→ Aim of the task: Filter the material below so that only lines containing "Errorf" remain.

→ Data supplied:
[Start of section]

PR #659, opened 2020-10-06
Deal Insight + New API Foundation

### LINKED ISSUE #386: ffs/manager: add auth token & unpublished api

asutula:
LOTS going on here. It's a ridiculous amount of changed files, but I commented on every file that contains consequential changes, and that number is large, but much smaller that 136. Focus on those commented files for sure.

- bubble up storage deal status events to somewhere in the stack where they have the chance to be consumed by a new API for viewing data storage state, can be returned along with API calls to `GetJob`,  and also sent as part of the event stream for watching jobs.
- new and useful apis for getting information about storage jobs and storage deals in real time
- new api for querying `StorageConfig` by job id
- lays foundation for a new and better API design that isn't tightly coupled to Powergate module implementations
- implements some new services and moves a couple old ones to this new api foundation to feel it out (will move everything and clean up the API in an upcoming release)
- adds admin token auth based on @jsign's original work on that
- moves ffs create and list to admin api along with some new apis for querying jobs
- #686 makes client return gRPC types and CLI mostly just print json encoded gRPC data
- #688 returns storage profile tokens along with ids in the admin api
- #689 renames `CidInfo` to `StorageInfo` and uses `CidInfo` in the API to summarize the state of a cid in the system.
- #690 cleans up and reorganizes the API, client and CLI

closes #386


api/client/ffs.go
```diff
@@ -791,10 +792,70 @@ func fromRPCStorageDealRecords(records []*rpc.StorageDealRecord) ([]deals.Storag
...
+			status = storagemarket.StorageDealUnknown
+		case rpc.StorageDealStatus_STORAGE_DEAL_STATUS_VALIDATING:
+			status = storagemarket.StorageDealValidating
+		case rpc.StorageDealStatus_STORAGE_DEAL_STATUS_VERIFYING_DATA:
+			status = storagemarket.StorageDealVerifyData
+		case rpc.StorageDealStatus_STORAGE_DEAL_STATUS_WAITING_FOR_DATA:
+			status = storagemarket.StorageDealWaitingForData
+		default:
+			return nil, fmt.Errorf("unkown deal state: %v", rpcRecord.DealInfo.Status.String())
+		}
```
asutula, line 854: Not important yet, ignore.

deals/module/deals.go
```diff
@@ -327,22 +327,29 @@ func (m *Module) Watch(ctx context.Context, proposals []cid.Cid) (<-chan deals.S
 	}
 	ch := make(chan deals.StorageDealInfo)
 	go func() {
-		defer close(ch)
+		client, cls, err := m.clientBuilder()
```
asutula, line 330: Goal of these changes is to make watching deals send a result immediately upon subscription instead of waiting `m.pollDuration` amount of time before getting the first event.

deals/module/deals.go
```diff
@@ -583,10 +590,10 @@ func (m *Module) eventuallyFinalizeDeal(dr deals.StorageDealRecord, timeout time
...
 				}
 				return
-			} else if info.StateID == storagemarket.StorageDealProposalNotFound ||
-				info.StateID == storagemarket.StorageDealProposalRejected ||
-				info.StateID == storagemarket.StorageDealFailing {
-				log.Infof("proposal cid %s failed with state %s, deleting pending deal", util.CidToString(info.ProposalCid), storagemarket.DealStates[info.StateID])
+			} else if info.Status == storagemarket.StorageDealProposalNotFound ||
+				info.Status == storagemarket.StorageDealProposalRejected ||
+				info.Status == storagemarket.StorageDealFailing {
+				log.Infof("proposal cid %s failed with state %s, deleting pending deal", util.CidToString(info.ProposalCid), storagemarket.DealStates[info.Status])
```
asutula, line 596: Not important for the feedback I'm trying to gather now. Long story short, was experimenting with using the `storagemarket` deal state enums throughout the stack since they will be a part of data exposed by the API. Not sure if using that enum directly is good or bad, or we could mirror it with our own enum type.

ffs/scheduler/scheduler.go
```diff
@@ -62,6 +63,9 @@ type Scheduler struct {
 	ctx      context.Context
 	cancel   context.CancelFunc
 	finished chan struct{}
+
+	jobStatusCache     map[ffs.APIID]map[cid.Cid]map[cid.Cid]ffs.FilStorage
```
asutula, line 67: With maintain this cache of in process deal state. It maps FFS instance id > data cid > proposal cid > `FilStorage` state (which now includes the `Status`). This cache can be queried to build responses about cid storage state or job state.

ffs/scheduler/scheduler.go
```diff
@@ -422,7 +428,29 @@ func (s *Scheduler) executeQueuedStorage(j ffs.StorageJob) {
...
+			s.jobStatusCache[j.APIID][j.Cid][update.ProposalCid] = update
+			log.Infof("\n%v", s.jobStatusCache)
+			s.jobStatusCacheLock.Unlock()
+		}
+		s.jobStatusCacheLock.Lock()
+		delete(s.jobStatusCache[j.APIID], j.Cid)
+		s.jobStatusCacheLock.Unlock()
+		log.Info("ZZZ -- Done receiving updates.")
+	}()
+	info, dealErrors, err := s.executeStorage(ctx, a, j, dealUpdates)
```
asutula, line 453: Here's the big change: We pass in an channel of `ffs.FilStorage` here. It internally gets passed down into the lower level plumbing that executes cold storage and waits for deals to become final. That lower level code now publishes events on this channel so we can subscribe to them here.

ffs/scheduler/scheduler.go
```diff
@@ -422,7 +428,29 @@ func (s *Scheduler) executeQueuedStorage(j ffs.StorageJob) {
 
 	// Execute
 	s.l.Log(ctx, "Executing job %s...", j.ID)
-	info, dealErrors, err := s.executeStorage(ctx, a, j)
+	dealUpdates := make(chan ffs.FilStorage)
+	go func() {
+		for update := range dealUpdates {
```
asutula, line 433: Handle deal updates by updating our in memory cache, and doing some debug logging for now.

ffs/scheduler/scheduler.go
```diff
@@ -422,7 +428,29 @@ func (s *Scheduler) executeQueuedStorage(j ffs.StorageJob) {
...
+			_, ok = s.jobStatusCache[j.APIID][j.Cid]
+			if !ok {
+				s.jobStatusCache[j.APIID][j.Cid] = map[cid.Cid]ffs.FilStorage{}
+			}
+			s.jobStatusCache[j.APIID][j.Cid][update.ProposalCid] = update
+			log.Infof("\n%v", s.jobStatusCache)
+			s.jobStatusCacheLock.Unlock()
+		}
+		s.jobStatusCacheLock.Lock()
+		delete(s.jobStatusCache[j.APIID], j.Cid)
```
asutula, line 449: Once the deals are all complete for this job, delete the state from the cache.

ffs/scheduler/scheduler.go
asutula: The other key thing here:

We now have events about how individual deals are progressing for a specific FFS instance and data cid here in `Scheduler`. These events are available, potentially, in the same scope as events that trigger updates to listeners of watching Jobs... Currently, `Scheduler` calls methods on `sjstore`, and those calls trigger updates to Job watchers. We could lift those event triggers and job subscriber management up out our `sjstore` to `Scheduler` and that would give us the opportunity to send job updates triggered by both `sjstore` methods calls as well as related deal events.

ffs/types.go
```diff
@@ -460,6 +461,8 @@ type FilInfo struct {
 type FilStorage struct {
 	// ProposalCid of the deal.
 	ProposalCid cid.Cid
+	// Status is the current status of the Filecoin storage deal
+	Status storagemarket.StorageDealStatus
```
asutula, line 465: This struct previously represented the final storage state for a deal proposal. I added `Status` to it so we can also use it to represent incremental state while the deal is progressing. Other option is to create a separate stuct for that, but they will be very similar.

ffs/filcold/filcold.go
```diff
@@ -269,9 +269,12 @@ func (fc *FilCold) makeDeals(ctx context.Context, c cid.Cid, size uint64, cfgs [
 // If the deal finishes successfully it returns a FilStorage result.
 // If the deal finished with error, it returns a ffs.DealError error
 // result, so it should be considered in error handling.
-func (fc *FilCold) WaitForDeal(ctx context.Context, c cid.Cid, proposal cid.Cid, timeout time.Duration) (ffs.FilStorage, error) {
+func (fc *FilCold) WaitForDeal(ctx context.Context, c cid.Cid, proposal cid.Cid, timeout time.Duration, dealUpdates chan<- ffs.FilStorage) (ffs.FilStorage, error) {
```
asutula, line 272: The `chan<- ffs.FilStorage` is passed all the way down into this low level func that waits for a deal to become final.

ffs/filcold/filcold.go
```diff
@@ -284,35 +287,38 @@ Loop:
...
+				ProposalCid:     di.ProposalCid,
+				Status:          di.Status,
+				PieceCid:        di.PieceCID,
+				Duration:        int64(di.Duration),
+				Miner:           di.Miner,
+				ActivationEpoch: di.ActivationEpoch,
+				StartEpoch:      di.StartEpoch,
+				EpochPrice:      di.PricePerEpoch,
+			}
+			dealUpdates <- proposal
```
asutula, line 306: Every time we get an update from the deals module, we create a `FilStorage` with the current state and send it on the chan.

ffs/filcold/filcold.go
```diff
@@ -284,35 +287,38 @@ Loop:
...
 				fc.l.Log(ctx, "DealID %d with miner %s failed and won't be active on-chain: %s", di.DealID, di.Miner, di.Message)
 
 				return ffs.FilStorage{}, ffs.DealError{ProposalCid: di.ProposalCid, Miner: di.Miner, Message: di.Message}
 			default:
 				if di.DealID != 0 {
-					fc.l.Log(ctx, "Deal %d with miner %s changed state to %s", di.DealID, di.Miner, storagemarket.DealStates[di.StateID])
+					fc.l.Log(ctx, "Deal %d with miner %s changed state to %s", di.DealID, di.Miner, storagemarket.DealStates[di.Status])
 				} else {
-					fc.l.Log(ctx, "Deal with miner %s changed state to %s", di.Miner, storagemarket.DealStates[di.StateID])
+					fc.l.Log(ctx, "Deal with miner %s changed state to %s", di.Miner, storagemarket.DealStates[di.Status])
```
asutula, line 321: All other handling remains the same.

asutula:
The other way to do this potentially, is similar to the cid logger: Instead of passing this channel down into the stack and subscribing to it at some high level, I could create a package and struct that manages this deal progression state and provides methods to update and query it. This struct would be injected in as a dependency wherever it can be used.

deals/module/deals.go
jsign, line 596: `s/state/status`

jsign: Might be trickier whenever we support other Filecoin clients, but maybe we can always keep the mapping.

deals/types.go
```diff
@@ -23,8 +24,7 @@ type StoreResult struct {
 // StorageDealInfo contains information about a proposed storage deal.
 type StorageDealInfo struct {
 	ProposalCid cid.Cid
-	StateID     uint64
-	StateName   string
+	Status      storagemarket.StorageDealStatus
```
jsign, line 27: This looks like a breaking change.
If this struct was saved in some place in a Datastore, looks like might be a problem. 
Is that the case?

ffs/filcold/filcold.go
jsign: Might worth adding in the comments that this method will close `dealUpdates` channel that is received as a param, so the caller shouldn't since that would panic.

ffs/filcold/filcold.go
```diff
@@ -122,7 +122,7 @@ func (fc *FilCold) IsFilDealActive(ctx context.Context, proposalCid cid.Cid) (bo
 // that got renewed with Renewed=true. New deals from renewals are added to the returned FilInfo.
 // Note: Most probably all this code should change in the future, when Filecoin supports telling the miner which deal is about to
 // expire that we're interested in extending the deal duration. Now we should make a new deal from scratch (send data, etc).
-func (fc *FilCold) EnsureRenewals(ctx context.Context, c cid.Cid, inf ffs.FilInfo, cfg ffs.FilConfig, dealFinalityTimeout time.Duration) (ffs.FilInfo, []ffs.DealError, error) {
+func (fc *FilCold) EnsureRenewals(ctx context.Context, c cid.Cid, inf ffs.FilInfo, cfg ffs.FilConfig, dealFinalityTimeout time.Duration, dealUpdates chan<- ffs.FilStorage) (ffs.FilInfo, []ffs.DealError, error) {
```
jsign, line 125: Same comment as done below about "this method closes the chan".

ffs/filcold/filcold.go
jsign: Maybe is better to change this last line to:
```
select {
   case dealUpdates <- proposal:
   default:
        log.Warnf("slow receiver for deal updates for %s", c)
}
```
If the other side is slow or abandoned the channel, it's better to skip the notification and move on than be blocked here.

ffs/scheduler/scheduler.go
```diff
@@ -422,7 +428,29 @@ func (s *Scheduler) executeQueuedStorage(j ffs.StorageJob) {
 
 	// Execute
 	s.l.Log(ctx, "Executing job %s...", j.ID)
-	info, dealErrors, err := s.executeStorage(ctx, a, j)
+	dealUpdates := make(chan ffs.FilStorage)
```
jsign, line 431: Maybe make it buffered to leave some space because on start a lot of things might get pushed fast? e.g: `make(chan ffs.FilStorage, 1000)`?

ffs/scheduler/scheduler.go
jsign: Cool, looks like might be useful to also provide structured events.

ffs/types.go
jsign: Cool. This addition might leave previous stored things in CidInfo with an "empty/default" `Status` value.
I think that shouldn't be a problem despite some _weird_ output in some APIs, right?

jsign (commented):
Nice! Looks good, I left some comments for thought.

deals/module/deals.go
asutula: Agree it could be tricky, but we're already in the same situation because we're simply using the raw enum value and string representations, all provided by `storeagemarket`... We don't have an enum of our own. We probably should.

deals/types.go
asutula: Looks like it is stored in the deal store for the storage record stuff I did a while back. Maybe for now I'll stick with the previous `StateID` and `StateName` so we don't break those records. Long term, we should create our own state enum that we map to/from the `storagemarket` one (or any other lotus client of the future)

ffs/filcold/filcold.go
asutula: Cool, I've wondered how this "slow receiver" pattern works... How does it work? What does it mean to be slow and how is that detected?

jsign: When you do `dealUpdates <- proposal`, it will block until the receiver side reads the channel.
If the receiver is too slow reading the channel, this is might be a problem since you will be blocked at the sender side.

That `select` just avoids blocking and skips the push if the receiver isn't listening... so to never block.

jsign: Maybe in this case we can assume blocking is OK since the receiver should be fast enough or never abandon reading the channel. It's usually a judgment call.

ffs/types.go
asutula: Yea, I was willing to just deal with those default values, but now that I'm switching away from `Status storagemarket.StorageDealStatus` to the `StateID int` and `StateName string` values, I don't like the default of `0` there which is misleading for sure. I think I'll look more closely at a custom object for these updates. What's cool is that some of the values that start off as empty actually do get values as the deal is unfolding. I'll make sure this custom object represents those.

ffs/filcold/filcold.go
```diff
@@ -284,12 +291,17 @@ Loop:
...
-			return ffs.FilStorage{}, ffs.DealError{ProposalCid: proposal, Message: msg}
+			return ffs.FilStorage{}, ffs.DealError{ProposalCid: proposal, Miner: last.Miner, Message: msg}
 		case di, ok := <-chDi:
 			if !ok {
 				break Loop
 			}
 			last = di
+			select {
+			case dealUpdates <- di:
+			default:
```
asutula, line 302: Hey @jsign maybe I don't know Go switch syntax well, but do I need to put some statement inside the `case dealUpdates <- di:` case? Otherwise, isn't that case getting combined with the `default` case?

jsign: No, isn't merged. Take a look [here](https://play.golang.org/p/R-JdxLmg-D-). You can commend and uncomment the goroutine to see both situations.

jsign: (Comment/Uncomment the go routine)

ffs/scheduler/scheduler.go
```diff
@@ -422,7 +422,9 @@ func (s *Scheduler) executeQueuedStorage(j ffs.StorageJob) {
 
 	// Execute
 	s.l.Log(ctx, "Executing job %s...", j.ID)
-	info, dealErrors, err := s.executeStorage(ctx, a, j)
+	dealUpdates := s.sjs.MonitorJob(j)
+	info, dealErrors, err := s.executeStorage(ctx, a, j, dealUpdates)
```
asutula, line 426: get the channel from sjstore and pass it down into the job execution/cold storage execution layer.

ffs/types.go
```diff
@@ -109,6 +110,7 @@ type StorageJob struct {
 	Cid        cid.Cid
 	Status     JobStatus
 	ErrCause   string
+	DealInfo   []deals.StorageDealInfo
```
asutula, line 113: We now store storage deal state in `StorageJob` in the `sjstore`. We were previously already storing storage job error data there, this extends that to also store the rest of the deal information.

proto/powergate/v1/powergate.proto
```diff
@@ -0,0 +1,27 @@
+syntax = "proto3";
```
asutula, line 1: New proto file for the main api. This will expand over time as I move definitions out of the old "rpc" module definitions.

wallet/rpc/rpc.proto
```diff
@@ -40,6 +32,5 @@ message SendFilResponse {
 service RPCService {
     rpc NewAddress(NewAddressRequest) returns (NewAddressResponse) {}
     rpc List(ListRequest) returns (ListResponse) {}
-    rpc Balance(BalanceRequest) returns (BalanceResponse) {}
```
asutula, line 43: Moved this into `powergate.proto` just to see how it feels. Feels good! You'll see this change reflected in the Go client code.

asutula:
Hey @jsign when you get in here, keep an eye out for what might be causing a Lotus RPC client timeout. I'm seeing this when running the integration tests on this branch, but master works fine:
```
2020-10-14T10:34:33.113-0500    ERROR   rpc     go-jsonrpc@v0.1.2-0.20201008195726-68c6a2704e49/websocket.go:654        Connection timeout      {"remote": "127.0.0.1:33162"}
```
It hangs there until the test itself times out. Not clear to me what the problem could be.

jsign:
> Hey @jsign when you get in here, keep an eye out for what might be causing a Lotus RPC client timeout. I'm seeing this when running the integration tests on this branch, but master works fine:
> 
> ```
> 2020-10-14T10:34:33.113-0500    ERROR   rpc     go-jsonrpc@v0.1.2-0.20201008195726-68c6a2704e49/websocket.go:654        Connection timeout      {"remote": "127.0.0.1:33162"}
> ```
> 
> It hangs there until the test itself times out. Not clear to me what the problem could be.

[This](https://github.com/textileio/powergate/pull/671) other PR that has other changes also passes correctly (it had to rerun all the suite since has a new devnet), so this sounds like a code change in this PR.
Do you know what test fails? Does that test runs in your machine?

asutula:
Ok I think I fixed it @jsign. Likely some double mutex locking problem. Have to run, but will try to understand exactly why later.

asutula:
Pushed the fix, let's see what happens.

ffs/types.go
jsign: Cool. Important to tell people that this is Job related deals, not complete photo of things which is CidInfo, right?

e.g: 
- Cid1 is first executed by Job1 making 1 deal.
- Cid1 pushes a new config with rep factor 2. Job2 executes that config and creates 1 extra deal.

Result:
- Job1.DealInfo has 1 dea..
- Job2.DealInfo has 1 deals, since this job only created 1 deal.
- CidInfo should have the 2 deals information.

Same page?

jsign (approved):
LGTM! I'd definitely like to review this PR with more time.

To be sure about something really important: this PR doesn't contain struct changes that might break datastore persistence. While reviewing I think I didn't see any (after the one I pointed in the first review that was reverted), but you might have things fresher about changes here.

api/client/client.go
```diff
@@ -89,15 +103,18 @@ func NewClient(host string, optsOverrides ...grpc.DialOption) (*Client, error) {
...
 		Miners:          &Miners{client: minerRpc.NewRPCServiceClient(conn)},
 		Faults:          &Faults{client: faultsRpc.NewRPCServiceClient(conn)},
-		Wallet:          &Wallet{client: walletRpc.NewRPCServiceClient(conn)},
+		Wallet:          &Wallet{walletClient: walletRpc.NewRPCServiceClient(conn), powergateClient: powClient},
 		Reputation:      &Reputation{client: reputationRpc.NewRPCServiceClient(conn)},
 		FFS:             &FFS{client: ffsRpc.NewRPCServiceClient(conn)},
 		Health:          &Health{client: healthRpc.NewRPCServiceClient(conn)},
 		Net:             &Net{client: netRpc.NewRPCServiceClient(conn)},
+		Jobs:            &Jobs{client: powClient},
+		Admin:           &Admin{client: adminProto.NewPowergateAdminServiceClient(conn)},
```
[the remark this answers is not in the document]
asutula: Yea, just related to future changes that are in my head... I think there will just be `proto` and `adminProto` packages for the gRPC services. I'm just using package alias names that are more similar to the names of those new packages.

ffs/api/istore.go
```diff
@@ -84,48 +84,71 @@ func (s *instanceStore) removeStorageConfig(c cid.Cid) error {
...
-	}
-	var conf ffs.StorageConfig
-	if err := json.Unmarshal(buf, &conf); err != nil {
-		return ffs.StorageConfig{}, fmt.Errorf("unmarshaling cid config from datastore: %s", err)
-	}
-	return conf, nil
-}
-
-func (s *instanceStore) getCids() ([]cid.Cid, error) {
+func (s *instanceStore) getStorageConfigs(cids ...cid.Cid) (map[cid.Cid]ffs.StorageConfig, error) {
```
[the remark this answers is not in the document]
asutula: correct

ffs/scheduler/internal/sjstore/sjstore.go
```diff
@@ -51,18 +59,59 @@ type watcher struct {
...
+				s.jobStatusCache[j.APIID] = map[cid.Cid]map[cid.Cid]deals.StorageDealInfo{}
+			}
+			_, ok = s.jobStatusCache[j.APIID][j.Cid]
+			if !ok {
+				s.jobStatusCache[j.APIID][j.Cid] = map[cid.Cid]deals.StorageDealInfo{}
+			}
+			s.jobStatusCache[j.APIID][j.Cid][update.ProposalCid] = update
+			job, err := s.get(j.ID)
+			if err != nil {
+				log.Errorf("getting job: %v", err)
```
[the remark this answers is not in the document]
asutula: I think you're assuming I had a reason for this :)

Just an oversight, will  add `continue`, that is the correct thing.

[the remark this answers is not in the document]
asutula: went with this just to be safe:
```
			job, err := s.get(j.ID)
			if err == ErrNotFound {
				log.Errorf("job not found: %v", err)
				s.lock.Unlock()
				return
			}
			if err != nil {
				log.Errorf("getting job: %v", err)
				s.lock.Unlock()
				continue
			}
```

ffs/types.go
asutula: Yea same page. I want to be really clear about the difference between jobs and storage state. In an upcoming PR, I'd like to rename `CidInfo` to `StorageInfo` for that reason. So then we have `StorageJob`s and `StorageInfo`

ffs/scheduler/internal/sjstore/sjstore.go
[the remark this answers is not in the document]
jsign: Uhm, yeah tricky to `return`. The usual problem with returning a channel that can indicate that something bad happens... so the caller can't distinguish between "all is done and good, just finished" from "this was closed earlier since an error happened".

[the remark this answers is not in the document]
jsign: How bad that situation of misinterpreting a "success" call from an "errored" call be for clients that are using this API?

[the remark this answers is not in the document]
asutula: Ah yea. In this case, I'd say it isn't very important to convey that error to listeners. Removed the `return` and just keeping `continue`. 

The possible error is very unlikely, or impossible, and if it does happen, the worse case is that listeners don't get called back with updates. The error is logged, so we'll have something to look for if a user reports not receiving job updates.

[End of section]

→ Output for this exercise:
+			return nil, fmt.Errorf("unkown deal state: %v", rpcRecord.DealInfo.Status.String())
-		return ffs.StorageConfig{}, fmt.Errorf("unmarshaling cid config from datastore: %s", err)
+				log.Errorf("getting job: %v", err)
				log.Errorf("job not found: %v", err)
				log.Errorf("getting job: %v", err)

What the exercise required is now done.